Este artigo nasce no meio da leitura de The Savage Detectives, com a hipótese absurda de que talvez a segunda parte deste livro (chamada com o mesmo título) nada mais era do que uma espécie de livro de viagem de maquiagem . Uma interminável lista de lugares e tempos onde seus dois personagens: Arturo Belano (aquele alter ego indecifrável de Bolaño) e Ulises Lima vagam por 20 anos eternos. Tanto nesta parte da obra quanto nas histórias de Killer Putas, os espaços seguem um ao outro sem brilho , capaz de ofuscar e sublimar enredos sem recorrer a clichês ou hipérboles naturais, apenas memórias subjetivadas que ampliam ou atenuam o impacto do ambiente.

Mas há muito mais. Há um amor impossível pelo México, uma nostalgia flácida pelo Chile, referências a Paris, a vida na Catalunha, etc. Espaços absolutamente parciais onde os poetas são amadores e corajosos e não têm medo de se manchar com tinta, sangue ou sêmen. O distanciamento de muitos desses locais em suas narrativas é sintomático de Bolaño não era de lugar nenhum , com a qual começa com a vantagem de não prestar contas a ninguém, apenas ao seu passado. Quem melhor define sua relação com o Planeta é o próprio autor no prólogo dessa obra tão pessoal e inexplicável quanto Antuérpia: “Senti-me a uma distância equidistante de todos os países do mundo.”

DOCE MÉXICO

Este é o espaço por excelência onde se desenvolvem as obras mais ambiciosas de Roberto Bolaño. Um país onde viveu quase 10 anos dividido em duas etapas e ao qual nunca mais voltaria.

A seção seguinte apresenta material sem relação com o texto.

PR #542, opened 2021-08-03
Allow conditioning on constraint column in `ColumnFormula`

### LINKED ISSUE #506: Conditioning on the constraint column of the `ColumnFormula` constraint
Conditioning on the constraint column when using the `ColumnFormula` constraint causes the following error:

```
/var/folders/3p/f4b70gn5165464cqyvg157qw0000gn/T/ipykernel_42215/2787579389.py in <module>
----> 1 samples = model.sample(10, conditions={'b': 1})
      2 samples

~/Desktop/SDV/sdv/tabular/base.py in sample(self, num_rows, max_retries, max_rows_multiplier, conditions, float_rtol, graceful_reject_sampling)
    471             else:
    472                 transformed_conditions_in_group = transformed_conditions.loc[condition_indices]
--> 473                 transformed_groups = transformed_conditions_in_group.groupby(transformed_columns)
    474                 for transformed_group, transformed_dataframe in transformed_groups:
    475                     if not isinstance(transformed_group, tuple):

~/opt/anaconda3/envs/test/lib/python3.8/site-packages/pandas/core/frame.py in groupby(self, by, axis, level, as_index, sort, group_keys, squeeze, observed, dropna)
   6513         axis = self._get_axis_number(axis)
   6514 
-> 6515         return DataFrameGroupBy(
   6516             obj=self,
   6517             keys=by,

~/opt/anaconda3/envs/test/lib/python3.8/site-packages/pandas/core/groupby/groupby.py in __init__(self, obj, keys, axis, level, grouper, exclusions, selection, as_index, sort, group_keys, squeeze, observed, mutated, dropna)
    523             from pandas.core.groupby.grouper import get_grouper
    524 
--> 525             grouper, exclusions, obj = get_grouper(
    526                 obj,
    527                 keys,

~/opt/anaconda3/envs/test/lib/python3.8/site-packages/pandas/core/groupby/grouper.py in get_grouper(obj, key, axis, level, sort, observed, mutated, validate, dropna)
    819 
    820     if len(groupings) == 0 and len(obj):
--> 821         raise ValueError("No group keys passed!")
    822     elif len(groupings) == 0:
    823         groupings.append(Grouping(Index([], dtype="int"), np.array([], dtype=np.intp)))

ValueError: No group keys passed!
```

Code to reproduce it:

```python3
import pandas as pd
from sdv.constraints import *
from sdv.tabular import *

ones = [1 for i in range(10)]
data = pd.DataFrame({
    'a': ones,
    'b': ones,
    'c': ones
})

def formula(data):
    return data['a']

constraint = ColumnFormula(
    column='b',
    formula=formula
)

model.fit(data)
samples = model.sample(10, conditions={'b': 1})
samples
```

katxiao:
If the transformed conditions doesn't have any columns, don't pass through the conditions when sampling.

Resolve #506

### DIFF
--- a/sdv/tabular/base.py
+++ b/sdv/tabular/base.py
@@ -457,7 +457,7 @@ class BaseTabularModel:
 
             condition_indices = dataframe[COND_IDX]
             condition = dict(zip(condition_columns, group))
-            if transformed_conditions.empty:
+            if len(transformed_columns) == 0:
                 sampled_rows = self._conditionally_sample_rows(
                     dataframe,
                     max_retries,
--- a/tests/unit/tabular/test_base.py
+++ b/tests/unit/tabular/test_base.py
@@ -16,6 +16,68 @@ MODELS = [
 ]
 
 
+class DataFrameMatcher:
+    def __init__(self, df):
+        self.df = df
+
+    def __eq__(self, other):
+        return self.df.equals(other)
+
+
+class TestBaseTabularModel:
+
+    @patch("sdv.tabular.base.COND_IDX", 'test-cond-idx')
+    def test_sample_no_transformed_columns(self):
+        """Test the ``BaseTabularModel.sample`` method with no transformed columns.
+
+        When the transformed conditions DataFrame has no columns, expect that sample
+        does not pass through any conditions when conditionally sampling.
+
+        Setup:
+            - Mock the ``_make_conditions_df`` method to return a dataframe representing
+              the expected conditions, and the ``get_fields`` method to return metadata
+              fields containing the expected conditioned column.
+            - Mock the ``_metadata.transform`` method to return an empty transformed
+              conditions dataframe.
+            - Mock the ``_conditionally_sample_rows`` method to return the expected
+              sampled rows.
+        Input:
+            - number of rows
+            - one set of conditions
+        Output:
+            - the expected sampled rows
+        Side Effects:
+            - Expect ``_conditionally_sample_rows`` to be called with the given condition
+              and a transformed_condition of None.
+        """
+        # Setup
+        gaussian_copula = Mock(spec_set=GaussianCopula)
+        expected = pd.DataFrame(['a', 'a', 'a'])
+
+        gaussian_copula._make_conditions_df.return_value = pd.DataFrame({'a': ['a', 'a', 'a']})
+        gaussian_copula._metadata.get_fields.return_value = ['a']
+        gaussian_copula._metadata.transform.return_value = pd.DataFrame({}, index=[0, 1, 2])
+        gaussian_copula._conditionally_sample_rows.return_value = pd.DataFrame({
+            'a': ['a', 'a', 'a'],
+            'test-cond-idx': [0, 1, 2]})
+        gaussian_copula._metadata.make_ids_unique.return_value = expected
+
+        # Run
+        out = GaussianCopula.sample(gaussian_copula, num_rows=3, conditions={'a': 'a'})
+
+        # Asserts
+        gaussian_copula._conditionally_sample_rows.assert_called_once_with(
+            DataFrameMatcher(pd.DataFrame({'test-cond-idx': [0, 1, 2], 'a': ['a', 'a', 'a']})),
+            100,
+            10,
+            {'a': 'a'},
+            None,
+            0.01,
+            False,
+        )
+        assert out.equals(expected)
+
+
 @patch('sdv.tabular.base.Table', spec_set=Table)
 def test__init__passes_correct_parameters(metadata_mock):
     """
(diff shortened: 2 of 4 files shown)


sdv/tabular/base.py
```diff
@@ -457,7 +457,7 @@ def sample(self, num_rows=None, max_retries=100, max_rows_multiplier=10,
 
             condition_indices = dataframe[COND_IDX]
             condition = dict(zip(condition_columns, group))
-            if transformed_conditions.empty:
+            if len(transformed_columns) == 0:
```
csala, line 460: Interesting point here. The `transformed_conditions.empty` was actually covering the case where there are no rows in the `DataFrame`, rather than the case where there are no columns (since there always was at least the COND_IDX column).
But since we are inside the `groupby` loop, we know that there is at least 1 `conditions` row, which means that the `transformed_conditions` cannot be empty!
So, if I'm reading it right, this block of code was unreachable in the previous version!

csala: So, to add to the previous comment: Can we delete this test?
https://github.com/sdv-dev/SDV/blob/0d4163ca537f22bb47385badb9e1399fc1f72928/tests/unit/tabular/test_base.py#L85

To be fair, the current unit tests for the `BaseTabularModel` are not properly implemented, since they should be done inside a `class` called `TestBaseTabularModel` which would implement at least 1 test for each one of the methods inside the `BaseTabularModel`.

Can you get started on creating the test class and adding at least the `no transformed_columns` unit test for the `sample` method? The thing should be similar to what can be found in https://github.com/sdv-dev/SDV/blob/master/tests/unit/tabular/test_copulas.py

csala (changes requested):
The PR looks good so far, but I added a comment about expanding a bit the unit tests.

sdv/tabular/base.py
csala: I just raised issue #543 to cover the proper testing of the `BaseTabularModel`. That will be covered in a separated PR, but let's get started on adding at least the test suggested above to the new test class.

katxiao: Yes, I believe it was previously unreachable because we create the `COND_IDX` column in `transformed_conditions` beforehand.

I removed the unneeded test, created the class `TestBaseTabularModel`, and added a `no_transformed_columns` unit test. Moving the existing test cases in a separate issue sounds good to me.

csala (changes requested):
I think we are almost there. I added a couple of comments of things that could be refined in the tests.

sdv/tabular/base.py
amontanez24: This is strange. I remember adding the test for this because of an issue I ran into while testing it, but I can't remember what it was

tests/unit/tabular/test_base.py
```diff
@@ -16,6 +16,68 @@
 ]
 
 
+class DataFrameMatcher:
```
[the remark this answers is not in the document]
katxiao: I moved it to `tests/utils/utils.py`

tests/unit/tabular/test_base.py
```diff
@@ -16,6 +18,60 @@
...
+            'a': ['a', 'a', 'a'],
+            COND_IDX: [0, 1, 2]})
+        gaussian_copula._metadata.make_ids_unique.return_value = expected
+
+        # Run
+        out = GaussianCopula.sample(gaussian_copula, num_rows=3, conditions={'a': 'a'})
+
+        # Asserts
+        gaussian_copula._conditionally_sample_rows.assert_called_once_with(
+            DataFrameMatcher(pd.DataFrame({COND_IDX: [0, 1, 2], 'a': ['a', 'a', 'a']})),
```
amontanez24, line 64: this is great!

amontanez24 (approved):
This looks good! If you end up changing the tests to have a class, then it will likely create merge conflicts with https://github.com/sdv-dev/SDV/pull/540, so let's just be careful about how we merge these

sdv/tabular/base.py
amontanez24: When looking at this again, I found that if you run `df.empty` on a `DataFrame` that has no columns/rows but does have an index, it still returns `True`. So I'm confused how this case wasn't being reached

amontanez24: Sorry I was confused because I forgot that `transformed_conditions.reset_index(inplace=True)`, will move the previous index column into the `DataFrame`

tests/unit/tabular/test_base.py
```diff
@@ -4,9 +4,11 @@
 import pytest
 
 from sdv.metadata.table import Table
+from sdv.tabular.base import COND_IDX
 from sdv.tabular.copulagan import CopulaGAN
 from sdv.tabular.copulas import GaussianCopula
 from sdv.tabular.ctgan import CTGAN, TVAE
+from tests.utils.utils import DataFrameMatcher
```
csala, line 11: Why is this `utils.utils`?
I think it could be directly put under `tests/utils.py`

csala (approved):
I think this is good. I just added a comment about a module that could be moved, the coding is all ready to go,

Como argumentam Dunia Gras e Leonie Meyer-Krentler em The Impossible Journey, no México com Roberto Bolaño essa recusa em retornar pode ser devido ao fato de ele nunca ter saído de lá e por isso é o marco espacial de suas obras mais importantes. É um México austero, violento, mas humano , com defeitos, religiões e outras crenças. Ele não desiste de nenhum de seus muitos personagens, nem o ladrão nem o policial; nem o latifundiário caprichoso nem o trabalhador maquilador. Suas obras, sobretudo, falam do deserto, do norte do país , longe de paraísos como a selva de Chiapas ou as praias do Caribe. As charnecas de Sonora assumem maior importância do que o seu infinito litoral enquanto a autoestrada se torna o eixo central. Sempre a viagem, sempre o voo.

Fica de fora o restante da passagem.